FILOSOFIA

La filosofia è uno dei dominî in cui l’apporto dell’India è stato più ampiamente riconosciuto. Paradossalmente, però, in nessun altro dominio in Occidente sono intervenuti maggiori fraintendimenti. Il celebre studioso Ananda Kentish Coomaraswami — ammiratissimo in Occidente — dichiarò perfino che un autentico e genuino resoconto della filosofia indiana può essere fornito semplicemente attraverso una confutazione categorica delle maggiori e più riconosciute interpretazioni compiute dagli occidentali (o dagli indiani educati all’occidentale). Perciò, la filosofia indiana è un argomento estremamente delicato, dove l’errore maggiore che interviene è causato proprio dal fatto che noi crediamo di conoscerne — se non proprio l’intera essenza — almeno le sue caratteristiche salienti. Ovviamente, nel presente articolo non offriremo una analisi dei movimenti filosofici, bensì — più semplicemente — cercheremo di ravvisarne le influenze al di fuori dell’immenso subcontinente asiatico. Tuttavia è bene tenere bene a mente questa considerazione di partenza, che dovrebbe indurre riflessioni e rettifiche radicali.

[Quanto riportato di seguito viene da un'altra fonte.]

PR #2534, opened 2021-11-12
Compute pool metrics

vasilmkd:
I've been putting off doing this for so long.

### DIFF
--- a/core/jvm/src/main/scala/cats/effect/unsafe/WorkStealingThreadPool.scala
+++ b/core/jvm/src/main/scala/cats/effect/unsafe/WorkStealingThreadPool.scala
@@ -566,7 +566,7 @@ private[effect] final class WorkStealingThreadPool(
     }
   }
 
-  def blockedWorkerThreadCounterForwarder: AtomicInteger =
+  private[unsafe] def blockedWorkerThreadCounterForwarder: AtomicInteger =
     blockedWorkerThreadCounter
 
   /*
@@ -584,7 +584,7 @@ private[effect] final class WorkStealingThreadPool(
    * @return
    *   the number of worker threads backing the compute pool
    */
-  def getWorkerThreadCount(): Int =
+  private[unsafe] def getWorkerThreadCount(): Int =
     threadCount
 
   /**
@@ -594,7 +594,7 @@ private[effect] final class WorkStealingThreadPool(
    * @return
    *   the number of active worker threads
    */
-  def getActiveThreadCount(): Int = {
+  private[unsafe] def getActiveThreadCount(): Int = {
     val st = state.get()
     (st & UnparkMask) >>> UnparkShift
   }
@@ -606,7 +606,7 @@ private[effect] final class WorkStealingThreadPool(
    * @return
    *   the number of worker threads searching for work
    */
-  def getSearchingThreadCount(): Int = {
+  private[unsafe] def getSearchingThreadCount(): Int = {
     val st = state.get()
     st & SearchMask
   }
@@ -618,7 +618,7 @@ private[effect] final class WorkStealingThreadPool(
    * @return
    *   the number of blocked worker threads
    */
-  def getBlockedWorkerThreadCount(): Int =
+  private[unsafe] def getBlockedWorkerThreadCount(): Int =
     blockedWorkerThreadCounter.get()
 
   /**
@@ -627,7 +627,7 @@ private[effect] final class WorkStealingThreadPool(
    * @return
    *   the total number of fibers enqueued on all local queues
    */
-  def getLocalQueueFiberCount(): Long =
+  private[unsafe] def getLocalQueueFiberCount(): Long =
     localQueues.map(_.size().toLong).sum
 
   /**
@@ -640,6 +640,6 @@ private[effect] final class WorkStealingThreadPool(
    * @return
    *   the number of asynchronously suspended fibers
    */
-  def getSuspendedFiberCount(): Long =
+  private[unsafe] def getSuspendedFiberCount(): Long =
     workerThreads.map(_.getSuspendedFiberCount().toLong).sum
 }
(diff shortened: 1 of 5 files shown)


core/jvm/src/main/scala/cats/effect/unsafe/metrics/ComputePoolSampler.scala
```diff
@@ -0,0 +1,35 @@
...
+package metrics
+
+/**
+ * An implementation of the [[ComputePoolSamplerMBean]] interface which simply delegates to the
+ * corresponding methods of the [[cats.effect.unsafe.WorkStealingThreadPool]] being monitored.
+ *
+ * @param queue
+ *   the monitored local queue
+ */
+private[unsafe] class ComputePoolSampler(compute: WorkStealingThreadPool)
```
armanbilge: Can this be final?

core/jvm/src/main/scala/cats/effect/unsafe/WorkStealingThreadPool.scala
```diff
@@ -563,4 +565,81 @@ private[effect] final class WorkStealingThreadPool(
       Thread.currentThread().interrupt()
     }
   }
+
+  private[unsafe] def blockedWorkerThreadCounterForwarder: AtomicInteger =
+    blockedWorkerThreadCounter
```
armanbilge, line 570: Pedagogical: why keep this behind a forwarder?

armanbilge (dismissed):
Don't have experience with MBeans but this seems straightforward enough 👍

core/jvm/src/main/scala/cats/effect/unsafe/WorkStealingThreadPool.scala
vasilmkd: Because of this BS:

```scala
class Stupid {
  val blah = 5
}
```

compiles to the following bytecode:

```
public class cats.effect.Stupid {
  private final int blah;

  private volatile boolean bitmap$init$0;

  public int blah();
    Code:
       0: aload_0
       1: getfield      #15                 // Field bitmap$init$0:Z
       4: ifeq          14
       7: aload_0
       8: getfield      #17                 // Field blah:I
      11: goto          24
      14: new           #19                 // class scala/UninitializedFieldError
      17: dup
      18: ldc           #21                 // String Uninitialized field: /Users/vasil/Code/cats-effect/core/shared/src/main/scala/cats/effect/Stupid.scala: 20
      20: invokespecial #25                 // Method scala/UninitializedFieldError."<init>":(Ljava/lang/String;)V
      23: athrow
      24: pop
      25: aload_0
      26: getfield      #17                 // Field blah:I
      29: ireturn

  public cats.effect.Stupid();
    Code:
       0: aload_0
       1: invokespecial #30                 // Method java/lang/Object."<init>":()V
       4: aload_0
       5: iconst_5
       6: putfield      #17                 // Field blah:I
       9: aload_0
      10: iconst_1
      11: putfield      #15                 // Field bitmap$init$0:Z
      14: return
}
```

vasilmkd: The `blah()` getter is synchronized on the `bitmap` field, which is volatile, incurring unnecessary synchronization points.

core/jvm/src/main/scala/cats/effect/unsafe/metrics/ComputePoolSampler.scala
vasilmkd: Good catch. It was an oversight. Thanks.

core/jvm/src/main/scala/cats/effect/unsafe/WorkStealingThreadPool.scala
armanbilge: Huh, I thought this happened even for `private[this]` fields which is why you moved everything to the constructor?

armanbilge (approved):

core/jvm/src/main/scala/cats/effect/unsafe/WorkStealingThreadPool.scala
vasilmkd: It does in the constructor. But for `private[this]` fields, the getter is not automatically generated by the compiler. A "forwarder" method accesses the field raw.

vasilmkd:
```
class Forwarder {
  private[this] val blah: Int = 5

  def blahForwarder: Int = blah
}
```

Di una certa utilità risulta anche riconoscere come la ricerca filosofica, in India, ha seguito una traiettoria ben diversa dalla parabola che contraddistingue la filosofia occidentale. Infatti, la filosofia indiana — pur essendo di natura quasi sempre mistica (in un apparente paradosso che, a ben vedere, è la più logica conseguenza di un atteggiamento estremamente concreto, che non si attarda troppo in speculazioni metafisiche) — non ha mai divorziato dalla vita e dall’esperienza, né ha mai voluto trincerarsi in modo esclusivo su questo mondo o sull’aldilà.

Fatte queste precisazioni, cerchiamo ora di mostrare in estrema sintesi l’immenso contributo che la ricerca filosofica indiana ha apportato alla filosofia mondiale. In questo ambito gli studi sono numerosi e tutti gli studiosi hanno riconosciuto l’immenso influsso che la filosofia indiana ha esercitato nel mondo intero dai tempi più remoti. Anche se gli studiosi cadono negli errori cui si cennava all’inizio, tuttavia l’elemento incontestabile è il loro unanime riconoscimento dell’indebitamento di tutti i popoli nei confronti della filosofia sviluppatasi in India nell’antichità.

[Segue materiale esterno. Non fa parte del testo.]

PR #2541, opened 2021-11-14
Undo workarounds for `bitmap$init`

armanbilge:
Don't feel strongly about this, but I think the old code was just a little cleaner and better scoped. I think these were the only two places?

### DIFF
--- a/core/jvm/src/main/scala/cats/effect/unsafe/WorkStealingThreadPool.scala
+++ b/core/jvm/src/main/scala/cats/effect/unsafe/WorkStealingThreadPool.scala
@@ -102,7 +102,7 @@ private[effect] final class WorkStealingThreadPool(
    */
   private[this] val done: AtomicBoolean = new AtomicBoolean(false)
 
-  private[this] val blockedWorkerThreadCounter: AtomicInteger = new AtomicInteger(0)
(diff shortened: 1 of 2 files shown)


vasilmkd:
This is not a workaround, this is actual functionality. When blocking occurs, a new worker thread is spawned that replaces the blocked one. When the blocked one finishes, it dies. The fiber bag needs to be transferred from the old thread to the replacement thread, otherwise we lose references to fibers. Please remove that commit. You can restore the `blocking = false`.

armanbilge:
Woops! That makes more sense. Your commit messages were plenty clear enough on that fact to make me stare hard at it, but that doesn't get the brain working 😉

vasilmkd:
The `blockedWorkerThreadCounterForwarder` is ok to remove.

vasilmkd:
Can you please remove the commits and force push?

armanbilge:
This one strikes again for windows/graalvm:
```
[info] IOAppSpec
[info] IOApp (jvm) should
[error]   x evaluate and print hello world
[error]    1 != 0 (IOAppSpec.scala:39)
[error]   x pass all arguments to child
[error]    1 != 0 (IOAppSpec.scala:46)
```

vasilmkd (approved):
Nice cleanup.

Roger-Pol Droit, filosofo e giornalista molto apprezzato (autore di una serie di articoli magistrali su Le Monde), nel suo testo “L’oubli de l’Inde”, ha scritto che «non c’è la sia pur minima ombra di dubbio che i greci conoscevano a fondo la filosofia indiana», aggiungendo che «i greci amavano a tal punto la filosofia indiana che Demetrios Galianos curò perfino una traduzione della Bhagavad-Gita». Ed è universalmente riconosciuta l’immensa influenza che la filosofia indiana ebbe sul pensiero greco.

Vivekananda disse che la filosofia Samkhya è in certo qual modo alla base delle filosofie del mondo intero. «Non esiste filosofia al mondo che non sia in debito con Kapila[considerato il primo autore di un testo espositivo della filosofia samkhya]. Nella Gita, Krishna afferma che di tutti i saggi, Kapila è il più perfetto. Pitagora giunse in India e ne ricavò quella filosofia che venne a essere l’inizio del percorso filosofico dei greci. Più tardi creò la scuola di Alessandria, e più tardi ancora lo gnosticismo».

L’area di penetrazione della filosofia indiana è vastissima, con una circonferenza che dal Volga giunge fino in Giappone e in Cina. Il buddhismo si è diffuso nella gran parte dei popoli dell’estremo Oriente. Anche l’Asia centrale, prima dell’invasione islamica, subì l’influsso della filosofia buddhista.

In buona sostanza, la filosofia indiana si è diffusa dapprima nella vicina Persia, poi nel Medio ed Estremo Oriente, quindi in Europa e in tutto l’Occidente. In altri articoli (e, soprattutto, in alcuni libri) abbiamo cercato di individuarne le caratteristiche salienti, la cui trattazione esula dagli scopi del presente articolo.